Tie data hash to DBM file leaving massive cruft?

by punch_card_don (Curate)
on Mar 05, 2013 at 20:26 UTC ( #1021900=perlquestion: print w/ replies, xml ) Need Help??
punch_card_don has asked for the wisdom of the Perl Monks concerning the following question:

Motional Monks,

For depressing-to-explain reasons, we're using an old DBM file (data_dbm_file) as a backup to a small sql database (data_db) of name/value pairs.

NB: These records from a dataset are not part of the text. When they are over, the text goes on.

PR #7971, opened 2022-10-05
base64: add new mode as per RFC 4648

inashivb:
As per RFC 4648,
Implementations MUST reject the encoded data if it contains characters outside the base alphabet when interpreting base-encoded data, unless the specification referring to this document explicitly states otherwise.

Add a new mode `BASE64_MODE_RFC4648`, and handle input strictly as per the specification.

Link to [redmine](https://redmine.openinfosecfoundation.org/projects/suricata/issues) ticket: https://redmine.openinfosecfoundation.org/issues/5223

Draft bc
1. Trying to figure out if `sid:3` should alert with the fix (it does with this patch)
2. Needs more testing, only been tested on a small dataset


victorjulien:
Can you add SV tests?

I would also like to see a code comment explaining the different modes with examples similar to how is done in the RFC 4648
image

This should probably be part of unittests as well.

PR #7973, opened 2022-10-05
rust: fix all clippy lints that could be done automatically - v3

jasonish:
A commit for clippy --fix run per lint.

I'm not sure about the following ones as they are purely style, but are considered best practice in the Rust community:
- needless returns
- assign op pattern
- let and return

In fact most of these are stylistic.  But I'm finding its become more and more normal for rust projects to be clippy clean by default, as well as rustfmt clean, but we'll get to that one later.


jasonish:
Hmm... No idea why CI isn't running.

PR #1384, opened 2015-03-06
Kast new parser

radumereuta:
Testing new parser for programs, do not review.


radumereuta:
@dwightguth please review, but do not merge. For the final merge I have to revert the default parser to be SDF.
I merged master and warnings2errors, so this has to be merged after we fix the issues with ktest.

kernel/src/main/java/org/kframework/parser/ProgramLoader.java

Each time data_db is updated, the following sub routine is run:

tie %data_hash, "SDBM_File", "data_dbm_file", O_RDWR|O_CREAT, 0666 + || die "Cannot open file 'data_dbm_file': $!\n"; %data_hash = (); $sqlSelect = "SELECT field1, field2 FROM $data_db"; $sth = $dbh->prepare($sqlSelect) || die "Cannot prepare: " . $dbh- +>errstr(); $sth->execute() or die "Cannot execute: " . $sth->errstr(); while (@data = $sth->fetchrow_array()) { my $data_to_store = crypt($data[1], $private_key); $data_hash{$data[0]} = $data_to_store; } untie %data_hash; $sth->finish();
And this is re-run every time there's a change to the data_db database. So, essentially, the DBM file gets completely re-written every time there's any change to the data_db database.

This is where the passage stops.